# Problem details:
Whatever the records say, repeat them exactly as given.

[Material for this task]

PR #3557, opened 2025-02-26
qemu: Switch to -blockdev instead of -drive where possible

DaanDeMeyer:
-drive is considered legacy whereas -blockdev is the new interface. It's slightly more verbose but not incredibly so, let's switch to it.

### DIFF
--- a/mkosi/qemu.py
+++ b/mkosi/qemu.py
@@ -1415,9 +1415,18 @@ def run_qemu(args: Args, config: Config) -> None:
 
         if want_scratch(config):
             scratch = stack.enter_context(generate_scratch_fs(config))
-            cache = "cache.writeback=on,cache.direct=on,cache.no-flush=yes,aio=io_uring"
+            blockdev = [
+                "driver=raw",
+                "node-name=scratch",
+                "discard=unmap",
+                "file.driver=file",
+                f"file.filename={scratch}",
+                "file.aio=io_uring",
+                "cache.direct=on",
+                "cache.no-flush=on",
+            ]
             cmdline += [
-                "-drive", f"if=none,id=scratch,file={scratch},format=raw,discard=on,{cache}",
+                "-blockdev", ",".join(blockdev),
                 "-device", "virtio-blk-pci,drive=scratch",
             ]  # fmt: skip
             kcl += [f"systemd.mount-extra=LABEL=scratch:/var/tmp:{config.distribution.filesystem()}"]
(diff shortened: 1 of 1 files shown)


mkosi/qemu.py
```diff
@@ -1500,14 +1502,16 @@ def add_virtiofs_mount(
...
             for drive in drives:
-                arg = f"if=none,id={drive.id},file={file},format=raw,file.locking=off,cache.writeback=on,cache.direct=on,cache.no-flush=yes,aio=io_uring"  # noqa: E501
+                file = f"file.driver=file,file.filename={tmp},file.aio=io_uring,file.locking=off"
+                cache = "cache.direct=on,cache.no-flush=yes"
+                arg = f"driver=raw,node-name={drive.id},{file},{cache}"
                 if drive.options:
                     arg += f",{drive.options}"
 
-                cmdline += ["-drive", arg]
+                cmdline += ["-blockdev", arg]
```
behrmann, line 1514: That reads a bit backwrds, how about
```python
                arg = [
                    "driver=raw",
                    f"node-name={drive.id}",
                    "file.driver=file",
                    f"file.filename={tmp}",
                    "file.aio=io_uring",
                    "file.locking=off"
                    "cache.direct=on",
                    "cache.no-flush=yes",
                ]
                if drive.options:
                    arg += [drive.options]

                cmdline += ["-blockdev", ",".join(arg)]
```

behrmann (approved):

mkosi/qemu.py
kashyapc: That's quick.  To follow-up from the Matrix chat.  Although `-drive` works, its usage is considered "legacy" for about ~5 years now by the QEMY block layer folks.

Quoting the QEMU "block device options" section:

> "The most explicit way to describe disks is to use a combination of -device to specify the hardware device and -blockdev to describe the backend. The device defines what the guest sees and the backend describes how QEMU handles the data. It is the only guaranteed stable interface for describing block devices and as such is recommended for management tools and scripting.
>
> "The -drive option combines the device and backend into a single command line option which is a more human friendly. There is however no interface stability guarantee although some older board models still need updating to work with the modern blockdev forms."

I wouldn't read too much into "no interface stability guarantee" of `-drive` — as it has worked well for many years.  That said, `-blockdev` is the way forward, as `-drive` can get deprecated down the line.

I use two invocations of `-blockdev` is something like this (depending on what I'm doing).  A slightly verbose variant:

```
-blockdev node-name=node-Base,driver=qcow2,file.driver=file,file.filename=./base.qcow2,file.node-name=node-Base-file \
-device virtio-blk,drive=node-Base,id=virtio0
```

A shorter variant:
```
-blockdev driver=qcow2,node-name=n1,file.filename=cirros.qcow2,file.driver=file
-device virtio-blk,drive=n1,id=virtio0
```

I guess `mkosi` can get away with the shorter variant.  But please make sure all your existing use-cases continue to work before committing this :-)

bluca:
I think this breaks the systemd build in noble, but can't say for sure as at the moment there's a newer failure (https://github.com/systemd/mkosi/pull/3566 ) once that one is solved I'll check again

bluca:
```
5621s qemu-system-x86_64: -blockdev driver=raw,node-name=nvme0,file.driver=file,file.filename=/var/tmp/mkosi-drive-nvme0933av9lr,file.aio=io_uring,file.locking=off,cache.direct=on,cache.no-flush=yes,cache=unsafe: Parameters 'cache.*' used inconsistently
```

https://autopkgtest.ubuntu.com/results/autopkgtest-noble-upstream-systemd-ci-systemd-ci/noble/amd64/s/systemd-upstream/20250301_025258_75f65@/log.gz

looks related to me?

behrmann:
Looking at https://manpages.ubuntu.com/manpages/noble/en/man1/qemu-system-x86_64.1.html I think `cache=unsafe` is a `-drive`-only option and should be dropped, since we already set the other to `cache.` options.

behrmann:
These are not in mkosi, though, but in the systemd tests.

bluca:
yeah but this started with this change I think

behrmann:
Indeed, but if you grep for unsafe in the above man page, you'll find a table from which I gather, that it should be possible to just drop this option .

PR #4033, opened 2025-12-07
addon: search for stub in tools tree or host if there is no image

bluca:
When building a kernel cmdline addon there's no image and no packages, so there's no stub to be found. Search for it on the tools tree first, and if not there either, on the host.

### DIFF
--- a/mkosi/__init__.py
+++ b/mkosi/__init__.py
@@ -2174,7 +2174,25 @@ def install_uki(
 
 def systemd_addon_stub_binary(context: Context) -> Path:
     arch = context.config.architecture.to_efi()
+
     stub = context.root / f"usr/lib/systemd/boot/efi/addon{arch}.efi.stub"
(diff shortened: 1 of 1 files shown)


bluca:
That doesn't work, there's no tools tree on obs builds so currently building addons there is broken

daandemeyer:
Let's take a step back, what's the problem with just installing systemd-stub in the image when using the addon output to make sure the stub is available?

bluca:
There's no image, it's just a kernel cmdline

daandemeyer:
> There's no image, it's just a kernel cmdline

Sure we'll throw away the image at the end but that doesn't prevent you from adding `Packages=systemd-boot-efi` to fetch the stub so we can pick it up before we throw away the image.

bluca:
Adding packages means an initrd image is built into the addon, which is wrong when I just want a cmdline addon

[/Material for this task]

# Result of the exercise:
PR #3557, opened 2025-02-26
qemu: Switch to -blockdev instead of -drive where possible

DaanDeMeyer:
-drive is considered legacy whereas -blockdev is the new interface. It's slightly more verbose but not incredibly so, let's switch to it.

### DIFF
--- a/mkosi/qemu.py
+++ b/mkosi/qemu.py
@@ -1415,9 +1415,18 @@ def run_qemu(args: Args, config: Config) -> None:
 
         if want_scratch(config):
             scratch = stack.enter_context(generate_scratch_fs(config))
-            cache = "cache.writeback=on,cache.direct=on,cache.no-flush=yes,aio=io_uring"
+            blockdev = [
+                "driver=raw",
+                "node-name=scratch",
+                "discard=unmap",
+                "file.driver=file",
+                f"file.filename={scratch}",
+                "file.aio=io_uring",
+                "cache.direct=on",
+                "cache.no-flush=on",
+            ]
             cmdline += [
-                "-drive", f"if=none,id=scratch,file={scratch},format=raw,discard=on,{cache}",
+                "-blockdev", ",".join(blockdev),
                 "-device", "virtio-blk-pci,drive=scratch",
             ]  # fmt: skip
             kcl += [f"systemd.mount-extra=LABEL=scratch:/var/tmp:{config.distribution.filesystem()}"]
(diff shortened: 1 of 1 files shown)


mkosi/qemu.py
```diff
@@ -1500,14 +1502,16 @@ def add_virtiofs_mount(
...
             for drive in drives:
-                arg = f"if=none,id={drive.id},file={file},format=raw,file.locking=off,cache.writeback=on,cache.direct=on,cache.no-flush=yes,aio=io_uring"  # noqa: E501
+                file = f"file.driver=file,file.filename={tmp},file.aio=io_uring,file.locking=off"
+                cache = "cache.direct=on,cache.no-flush=yes"
+                arg = f"driver=raw,node-name={drive.id},{file},{cache}"
                 if drive.options:
                     arg += f",{drive.options}"
 
-                cmdline += ["-drive", arg]
+                cmdline += ["-blockdev", arg]
```
behrmann, line 1514: That reads a bit backwrds, how about
```python
                arg = [
                    "driver=raw",
                    f"node-name={drive.id}",
                    "file.driver=file",
                    f"file.filename={tmp}",
                    "file.aio=io_uring",
                    "file.locking=off"
                    "cache.direct=on",
                    "cache.no-flush=yes",
                ]
                if drive.options:
                    arg += [drive.options]

                cmdline += ["-blockdev", ",".join(arg)]
```

behrmann (approved):

mkosi/qemu.py
kashyapc: That's quick.  To follow-up from the Matrix chat.  Although `-drive` works, its usage is considered "legacy" for about ~5 years now by the QEMY block layer folks.

Quoting the QEMU "block device options" section:

> "The most explicit way to describe disks is to use a combination of -device to specify the hardware device and -blockdev to describe the backend. The device defines what the guest sees and the backend describes how QEMU handles the data. It is the only guaranteed stable interface for describing block devices and as such is recommended for management tools and scripting.
>
> "The -drive option combines the device and backend into a single command line option which is a more human friendly. There is however no interface stability guarantee although some older board models still need updating to work with the modern blockdev forms."

I wouldn't read too much into "no interface stability guarantee" of `-drive` — as it has worked well for many years.  That said, `-blockdev` is the way forward, as `-drive` can get deprecated down the line.

I use two invocations of `-blockdev` is something like this (depending on what I'm doing).  A slightly verbose variant:

```
-blockdev node-name=node-Base,driver=qcow2,file.driver=file,file.filename=./base.qcow2,file.node-name=node-Base-file \
-device virtio-blk,drive=node-Base,id=virtio0
```

A shorter variant:
```
-blockdev driver=qcow2,node-name=n1,file.filename=cirros.qcow2,file.driver=file
-device virtio-blk,drive=n1,id=virtio0
```

I guess `mkosi` can get away with the shorter variant.  But please make sure all your existing use-cases continue to work before committing this :-)

bluca:
I think this breaks the systemd build in noble, but can't say for sure as at the moment there's a newer failure (https://github.com/systemd/mkosi/pull/3566 ) once that one is solved I'll check again

bluca:
```
5621s qemu-system-x86_64: -blockdev driver=raw,node-name=nvme0,file.driver=file,file.filename=/var/tmp/mkosi-drive-nvme0933av9lr,file.aio=io_uring,file.locking=off,cache.direct=on,cache.no-flush=yes,cache=unsafe: Parameters 'cache.*' used inconsistently
```

https://autopkgtest.ubuntu.com/results/autopkgtest-noble-upstream-systemd-ci-systemd-ci/noble/amd64/s/systemd-upstream/20250301_025258_75f65@/log.gz

looks related to me?

behrmann:
Looking at https://manpages.ubuntu.com/manpages/noble/en/man1/qemu-system-x86_64.1.html I think `cache=unsafe` is a `-drive`-only option and should be dropped, since we already set the other to `cache.` options.

behrmann:
These are not in mkosi, though, but in the systemd tests.

bluca:
yeah but this started with this change I think

behrmann:
Indeed, but if you grep for unsafe in the above man page, you'll find a table from which I gather, that it should be possible to just drop this option .

PR #4033, opened 2025-12-07
addon: search for stub in tools tree or host if there is no image

bluca:
When building a kernel cmdline addon there's no image and no packages, so there's no stub to be found. Search for it on the tools tree first, and if not there either, on the host.

### DIFF
--- a/mkosi/__init__.py
+++ b/mkosi/__init__.py
@@ -2174,7 +2174,25 @@ def install_uki(
 
 def systemd_addon_stub_binary(context: Context) -> Path:
     arch = context.config.architecture.to_efi()
+
     stub = context.root / f"usr/lib/systemd/boot/efi/addon{arch}.efi.stub"
(diff shortened: 1 of 1 files shown)


bluca:
That doesn't work, there's no tools tree on obs builds so currently building addons there is broken

daandemeyer:
Let's take a step back, what's the problem with just installing systemd-stub in the image when using the addon output to make sure the stub is available?

bluca:
There's no image, it's just a kernel cmdline

daandemeyer:
> There's no image, it's just a kernel cmdline

Sure we'll throw away the image at the end but that doesn't prevent you from adding `Packages=systemd-boot-efi` to fetch the stub so we can pick it up before we throw away the image.

bluca:
Adding packages means an initrd image is built into the addon, which is wrong when I just want a cmdline addon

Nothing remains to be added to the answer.